The Full Stack: LiteLLM in Front of vLLM
This is where it gets good. Run them together:
# docker-compose.yml
services:
vllm:
image: vllm/vllm-openai:latest
runtime: nvidia
environment:
- NVIDIA_VISIBLE_DEVICES=all
- HUGGING_FACE_HUB_TOKEN=${HF_TOKEN}
volumes:
- ~/.cache/huggingface:/root/.cache/huggingface
command: >
--model mistralai/Mistral-7B-Instruct-v0.2
--max-model-len 8192
--gpu-memory-utilization 0.90
deploy:
resources:
reservations:
devices:
- driver: nvidia
count: 1
capabilities: [gpu]
litellm:
image: ghcr.io/berriai/litellm:main-latest
ports:
- "4000:4000"
volumes:
- ./litellm-config.yaml:/app/config.yaml
environment:
- OPENAI_API_KEY=${OPENAI_API_KEY}
- ANTHROPIC_API_KEY=${ANTHROPIC_API_KEY}
- LITELLM_MASTER_KEY=sk-my-homelab-key
command: --config /app/config.yaml --port 4000
depends_on:
- vllm
Your application uses http://litellm:4000 (or localhost:4000 from the host). It requests mistral-local for cheap tasks, falls back to gpt-4o for anything that really needs it, and you never touch application code again. Add a new model to the config, reload LiteLLM, done.
You can also set up fallback chains in the config so that if your local vLLM instance is overloaded or down, requests automatically escalate to a cloud provider. Your uptime stops depending on your homelab’s mood.
LiteLLM vs Ollama: When to Use What
This comes up constantly, so let’s be direct.
Ollama is a fantastic local model runner. It handles model downloads, GGUF quantization, and basic serving with essentially zero configuration. If you want to run a local model on a laptop for personal use, Ollama is the right answer. It runs on CPU, handles Apple Silicon well, and the CLI is genuinely pleasant.
vLLM is for when you care about serving multiple users or high-throughput workloads. If you are running a service that multiple people or processes hit simultaneously, vLLM’s continuous batching and PagedAttention will smoke Ollama on requests-per-second. It requires CUDA (NVIDIA GPU), is more complex to configure, and is somewhat overkill for solo use.
LiteLLM is not a model runner — it is a router and proxy. You can put it in front of Ollama, vLLM, cloud APIs, or any combination.
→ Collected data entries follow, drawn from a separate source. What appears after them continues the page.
PR #11488, opened 2025-11-25
fix(cache): do not cache function errors in a single dagger session

### LINKED ISSUE #11465: 🐞 Dagger shell caches @functions even when exceptions are raised
### What is the issue?

Given the following module and function

```python
import dagger
import random
from dagger import dag, function, object_type


@object_type
class Test:
    @function
    async def test_cache(self, low: int, high: float, limit: float) -> float:

        data =  random.uniform( low,high)
        if data < limit: 
            # if i hit this i dont want caching to occu
            raise ValueError( f"{data} < {limit}")
        return data
```

**The behavior i expect to see:**

1. If a random number is drawn that is less than the limit an exception is thrown, no caching occurs. 
2. If a random number above the limit is drawn then the function returns and the return value is cached 

The result is I can call this function multiple times and it will rerun until it finds a value greater than the limit - then it will just return the cached value.


**Here are the results using the dagger cli - which works as expected:**


```shell
dagger call test-cache --low 0 --high 10 --limit 6
▶ connect 0.4s
▶ load module: . 1.0s

✔ test: Test! 0.0s
▼ .testCache(low: 0, high: 10.000000, limit: 6.000000): Float! 1.8s ERROR
┇ ...1 lines hidden...
┃ Traceback (most recent call last):                                                                                                                                                                                                                                                         
┃   File "/src/xxh3:6dc10608b1b5157d/test/sdk/src/dagger/mod/_module.py", line 430, in call                                                                                                                                                                                                  
┃     result = await cast(typing.Awaitable[R], result)                                                                                                                                                                                                                                       
┃              ^^^^^^^^^^^^^^^^^^^^^^^^^^^^^^^^^^^^^^^                                                                                                                                                                                                                                       
┃   File "/src/xxh3:6dc10608b1b5157d/test/src/test/main.py", line 14, in test_cache                                                                                                                                                                                                          
┃     raise ValueError( f"{data} < {limit}")                                                                                                                                                                                                                                                 
┃ ValueError: 5.153373527786046 < 6.0                                                                                                                                                                                                                                                        
! FunctionError: 5.153373527786046 < 6.0

Error logs:

▼ .testCache(low: 0, high: 10.000000, limit: 6.000000): Float! 1.8s ERROR
ERROR [dagger.mod]: Unhandled exception while executing function                                                                                                                                                                                                                             
Traceback (most recent call last):                                                                                                                                                                                                                                                           
  File "/src/xxh3:6dc10608b1b5157d/test/sdk/src/dagger/mod/_module.py", line 430, in call                                                                                                                                                                                                    
    result = await cast(typing.Awaitable[R], result)                                                                                                                                                                                                                                         
             ^^^^^^^^^^^^^^^^^^^^^^^^^^^^^^^^^^^^^^^                                                                                                                                                                                                                                         
  File "/src/xxh3:6dc10608b1b5157d/test/src/test/main.py", line 14, in test_cache                                                                                                                                                                                                            
    raise ValueError( f"{data} < {limit}")                                                                                                                                                                                                                                                   
ValueError: 5.153373527786046 < 6.0                                                                                                                                                                                                                                                          
! FunctionError: 5.153373527786046 < 6.0

A new release of dagger is available: v0.19.6 → v0.19.7
https://github.com/dagger/dagger/releases/tag/v0.19.7
(base) mike@mike-dev:~/AutomationExample/test$ dagger call test-cache --low 0 --high 10 --limit 6
▶ connect 0.4s
▶ load module: . 0.8s

✔ test: Test! 0.0s
▶ .testCache(low: 0, high: 10.000000, limit: 6.000000): Float! 1.8s

7.555781637769714

A new release of dagger is available: v0.19.6 → v0.19.7
https://github.com/dagger/dagger/releases/tag/v0.19.7
(base) mike@mike-dev:~/AutomationExample/test$ 
(base) mike@mike-dev:~/AutomationExample/test$ dagger call test-cache --low 0 --high 10 --limit 6
▶ connect 0.4s
▶ load module: . 0.9s

✔ test: Test! 0.0s
▶ .testCache(low: 0, high: 10.000000, limit: 6.000000): Float! 0.0s

7.555781637769714

A new release of dagger is available: v0.19.6 → v0.19.7
https://github.com/dagger/dagger/releases/tag/v0.19.7

```



**Here are the results using the dagger shell - which caches failures:**

```shell
 dagger
Dagger interactive shell. Type ".help" for more information. Press Ctrl+D to exit.

▼ test | test-cache 0 10 9 1.9s ERROR r jump ↴
  ▼ Test.testCache(low: 0, high: 10.000000, limit: 9.000000): Float! 1.9s ERROR
  ┇ ...1 lines hidden...
  ┃ Traceback (most recent call last):                                                                                                                                                                                                                                                       
  ┃   File "/src/xxh3:6dc10608b1b5157d/test/sdk/src/dagger/mod/_module.py", line 430, in call                                                                                                                                                                                                
  ┃     result = await cast(typing.Awaitable[R], result)                                                                                                                                                                                                                                     
  ┃              ^^^^^^^^^^^^^^^^^^^^^^^^^^^^^^^^^^^^^^^                                                                                                                                                                                                                                     
  ┃   File "/src/xxh3:6dc10608b1b5157d/test/src/test/main.py", line 14, in test_cache                                                                                                                                                                                                        
  ┃     raise ValueError( f"{data} < {limit}")                                                                                                                                                                                                                                               
  ┃ ValueError: 2.7604536189960305 < 9.0                                                                                                                                                                                                                                                     
  ! FunctionError: 2.7604536189960305 < 9.0
▼ test | test-cache 0 10 9 0.0s ERROR r jump ↴
  ▼ Test.testCache(low: 0, high: 10.000000, limit: 9.000000): Float! 0.0s ERROR
  ! FunctionError: 2.7604536189960305 < 9.0
  ├╴$ Module.runtime: Container! 0.0s CACHED
  ├╴$ directory: Directory! 0.0s CACHED
  ╰╴$ Container.withMountedDirectory(
      ┆ path: "/.daggermod"
      ┆ source: directory: Directory!
      ): Container! 0.0s CACHED

test ⋈                                                       
```

grouville:
Fixes #11465

### Problem

In a long-lived engine session (interactive shell), function calls that previously failed were incorrectly replayed when invoked again with the same inputs.

The correct behavior should be:
	•	Failed calls should never be cached.
	•	Subsequent identical calls should rerun and, upon success, then be cached.

This issue did not affect the Dagger CLI (dagger call) because each invocation runs with a fresh session.

###  Solution

To resolve this, after a forced `DoNotCache=true` call successfully completes, we explicitly re-insert the successful result into the cache using the original key. This ensures subsequent calls correctly retrieve the successful outcome from the cache.

A boolean flag, `forcedDoNotCache`, was introduced to clearly distinguish cases:
- Set internally due to previous errors (eligible for recaching).
- Explicitly set by callers for intentionally non-cacheable operations (ineligible for recaching).

This fix effectively addresses the caching issue without needing the more complex approach of directly invalidating BuildKit’s cache entries.

## Manual repro

Given this test module: 

```shell
import dagger
import random
from dagger import dag, function, object_type


@object_type
class Test:
    @function(cache="session") 
    async def test_cache(self, low: int, high: float, limit: float) -> float:

        data =  random.uniform( low,high)
        if data < limit: 
            # if i hit this i dont want caching to occu
            raise ValueError( f"{data} < {limit}")
        return data
```

You can run, in a single session, these commands: `test | test-cache 0 10 4` (you can increase the `4` to `8` or `9`, so that the errors are more common) all the failed runs shall rerun and once a successful run is hit, it should be cached for th e next runs

### DIFF
--- a/dagql/session_cache.go
+++ b/dagql/session_cache.go
@@ -28,6 +28,9 @@ type SessionCache struct {
 	isClosed bool
 
 	seenKeys sync.Map
+
+	// noCacheNext keeps track of keys for which the next cache attempt should bypass the cache.
+	noCacheNext sync.Map
 }
 
 func NewSessionCache(
@@ -162,9 +165,35 @@ func (c *SessionCache) GetOrInitializeWithCallbacks(
 		ctx = telemetryCtx
 	}
 
+	// If this callKey previously failed, force the next attempt to be DoNotCache
+	// to bypass any potentially stale cached error.
+	forcedDoNotCache := false
+	if _, ok := c.noCacheNext.Load(key.CallKey); ok && !key.DoNotCache {
+		key.DoNotCache = true
+		forcedDoNotCache = true
+	}
+
 	res, err = c.cache.GetOrInitializeWithCallbacks(ctx, key, fn)
 	if err != nil {
+		// mark that the next attempt should run with DoNotCache
+		c.noCacheNext.Store(key.CallKey, struct{}{})
 		return nil, err
+	}
+
+	// success: we're in a good state now, allow normal caching again
+	c.noCacheNext.Delete(key.CallKey)
+
+	// If we forced DoNotCache due to a prior failure, we need to re-insert the successful
+	// result into the underlying cache under the original key so subsequent calls find it.
+	// The call above used a random storage key (due to DoNotCache=true), so the result
+	// won't be found by future lookups using the original key.
+	if forcedDoNotCache {
+		key.DoNotCache = false
+		cachedRes, cacheErr := c.cache.GetOrInitializeValue(ctx, key, res.Result())
+		if cacheErr == nil {
+			res = cachedRes
+		}
+		// If caching fails, we still return the successful result, just won't be cached
 	}
 
 	c.mu.Lock()
@@ -177,7 +206,7 @@ func (c *SessionCache) GetOrInitializeWithCallbacks(
 		return nil, err
 	}
 
-	if !key.DoNotCache {
+	if !key.DoNotCache || forcedDoNotCache {
 		c.results = append(c.results, res)
 	}
 
--- a/dagql/session_cache_test.go
+++ b/dagql/session_cache_test.go
@@ -2,6 +2,7 @@ package dagql
 
 import (
 	"context"
+	"fmt"
 	"testing"
 	"time"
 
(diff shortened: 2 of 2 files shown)


vito:
Love this fix - will be important for LLM sessions, since right now if you hit an error at the API level (like `dag.LLM()` refreshing its auth and failing) your session is essentially doomed.

sipsma (commented):
I'd be okay with the approach this fix takes, but it does have a bunch of race conditions in weird cases, e.g. two calls to the same function close to each where one gets an error and one succeeds. You could end up in a situation where even though the function call succeeded once, a subsequent attempt still re-runs w/ DoNotCache, depending on the exact timing of everything.

Those are gonna be pretty rare but it feels like shaky ground to be sitting on.

---

The crux of the issue is actually just that buildkit caches errors for the duration of a session. I think it's worth a try to just disable that entirely.

The idea would be to get rid of the `s.execDone` and `s.execErr` fields as used [here](https://github.com/sipsma/dagger/blob/875f8465253296ffb120f0dd6346415130e79d2d/internal/buildkit/solver/jobs.go#L959-L1023). The logic should essentially just be that `s.execRes` is set when there's no error and it should only skip re-running if `s.execRes` is not nil.

If that ends up blowing up and not being as simple as it sounds, I'm good with taking the fix here for now.

sipsma (approved):
LGTM for now with follow-ups to patch up the race conditions (https://discord.com/channels/707636530424053791/1441464505665323099/1445956297215315968)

The question is not “LiteLLM vs Ollama” — it is “do I want a unified API layer over my model backends?” For any project that might grow or touch more than one model, the answer is yes.
The practical decision tree:
- Solo personal use, laptop, no GPU: Ollama alone
- Solo use, NVIDIA GPU, want speed: vLLM alone (or vLLM + LiteLLM for the unified API)
- Multiple users or services, production-ish: vLLM + LiteLLM
- Cloud APIs + local models in the same app: LiteLLM is mandatory
Spend Tracking and Virtual Keys
One underrated LiteLLM feature: virtual API keys with budgets. You can create per-user or per-application keys through the LiteLLM API and assign monthly spend limits. When a key hits its limit, requests are rejected. This is genuinely useful if you are sharing API access with teammates or running multiple projects under one billing account.
# Create a virtual key with a $10/month budget
curl -X POST http://localhost:4000/key/generate \
-H "Authorization: Bearer sk-my-homelab-key" \
-H "Content-Type: application/json" \
-d '{"max_budget": 10, "budget_duration": "1mo", "metadata": {"project": "my-chatbot"}}'
The dashboard at http://localhost:4000/ui gives you a spend breakdown by key, model, and time period. For self-hosters with cloud API costs, this hits different.
The Payoff
Set this up once. Commit the config to your repo. Now every project in your homelab talks to one endpoint. When a better model drops, you add it to the config. When your GPU is busy, fallbacks send requests to the cloud. When someone asks what you spent on AI last month, you actually know.
Your codebase drops from 17 SDKs to one. Your requirements.txt exhales. Your future self — six months from now when you are adding the eighth model and changing nothing in your application code — will owe you a coffee.
That is the art of wasting time efficiently.